# Nummerierung von Bildern - Stapelverarbeitung?



## ND Stone (4. Oktober 2004)

Hallo!

Ich habe etwa 1000 Grafiken bzw. werde ich in Kürze haben. Diese sollten der Reihe nach nummeriert werden (auf dem Bild selbst, nicht der Dateiname).

Also ich möchte irgendwo am Rand, falls möglich mit einem schönen Texteffekt versehen, für jedes Bild eine eigene Zahl haben:

Beispiel:
Auf dem Bild 1 steht am Rand: 001, am Bild 2 002 usw.

Ich habe voriges Jahr, zwecks fehlendem Programm, jedes der 1000 Bilder einzeln  nummeriert, doch das war doch ein wenig zeitintensiv *g*.

Ist es mit Photoshop möglich per Stapelverarbeitung oder einem ähnlichen Tool diese fertigen Bilder durch zu nummerieren.

Wenn nein, gibts ein anderes Tool dafür (ev. Freeware)?

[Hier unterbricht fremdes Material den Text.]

PR #2033, opened 2022-05-27
feat(atomic): change dayjs language when i18n language changes (DONOTREVIEW)

ThibodeauJF:
https://coveord.atlassian.net/browse/KIT-1610


btaillon:
In a nutshell, what are the differences between this PR and https://github.com/coveo/ui-kit/pull/2034/files? Are the changes in the sample due to a breaking change? Do either PRs allow custom defining locales?

packages/atomic/scripts/copy-dayjs-locales.js
```diff
@@ -0,0 +1,24 @@
...
+const fs = require('fs');
+const rm = util.promisify(fs.rm);
+const readFile = util.promisify(fs.readFile);
+const writeFile = util.promisify(fs.writeFile);
+
+async function copyDayjsLocales() {
+  const localesJSONData = await readFile('node_modules/dayjs/locale.json');
+  const localesData = JSON.parse(localesJSONData);
+  let fileContent =
+    'export const locales: Record<string, () => Promise<unknown>> = {';
```
olamothe, line 11: What would we gain (if anything) if there was a proper type instead of `unknown` here ?

packages/atomic/src/components/result-template-components/result-template-decorators.tsx
```diff
@@ -55,6 +55,14 @@ export function ResultContext(opts: {folded: boolean} = {folded: false}) {
       return connectedCallback && connectedCallback.call(this);
     };
 
+    component.componentWillRender = function () {
```
olamothe, line 58: Why is this now needed ?

ThibodeauJF: Found a bug (error in console) where something was executed in this method where as the component did not render since there was an error.

Just a slight improvement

Ich bedanke mich schonmal im Vorraus.

LG ND


----------



## Martin Schaefer (4. Oktober 2004)

Wenn du Photoshop 7 hast, dann kannst du dir bei Adobe das Scripting PlugIn runterladen.
Wenn du Photoshop-CS hast, dann ist das PlugIn bereits eingebaut.
Damit jedenfalls kannst du es machen, vorausgesetzt du kannst etwas mit
z.B. JavaScript umgehen.

Weitere Möglichkeiten gibt es bei Photoshop im Zusammenspiel mit GoLive,
aber das habe ich nie ausprobiert. Kann dir also da nicht weiterhelfen.

Gruß
Martin


----------



## ND Stone (5. Oktober 2004)

Ich habe PS CS.

Das Prob ist das Java Script...gibts da nicht nen fertigen Code, oder könnte mir da jemand unter die Arme greifen?

LG ND


----------



## ND Stone (5. Oktober 2004)

*schieb*

sorry...es ist ziemlich dringend... :-(


----------



## Markus Kolletzky (5. Oktober 2004)

Hallo,

Geduld ist eine Tugend. Du kannst Dich ja in der Zwischenzeit
mal im Netz umschauen, ob es evtl. Scripts gibt. Als Ausgangs-
punkt hätte ich schon mal einen Link für Dich - Hab da jetzt nicht
explizit nachgeschaut, aber vielleicht hast Du Glück und es ist
ein brauchbares Script dabei.

http://share.studio.adobe.com/axBrowseSubmit.asp?t=74

Ansonsten kannst Du ja mal eine Anfrage im Javascript-Forum
stellen. Vielleicht gibt es da einen Spezi, der sich mit sowas
auskennt.

In diesem Sinne viel Glück
Markus


----------



## Neurodeamon (5. Oktober 2004)

Mein Lieblingsfreeware-Renaming-Tool, hab schon eine Menge ausprobiert, aber dieses ist echt schmuck (für kostenlos):

http://www.bulkrenameutility.co.uk/Screenshots.php

Ansonsten kann ich den MFR (Magic File Renamer empfehlen) - aber der kostet etwas.
Die Demo hat mir jedenfalls sehr gefallen, habe mich aber für den BulkRenamer entschieden, weil kostenlos und ich nicht unbedingt MP3-Tag-Support und Konsorten im Programm benötige.


----------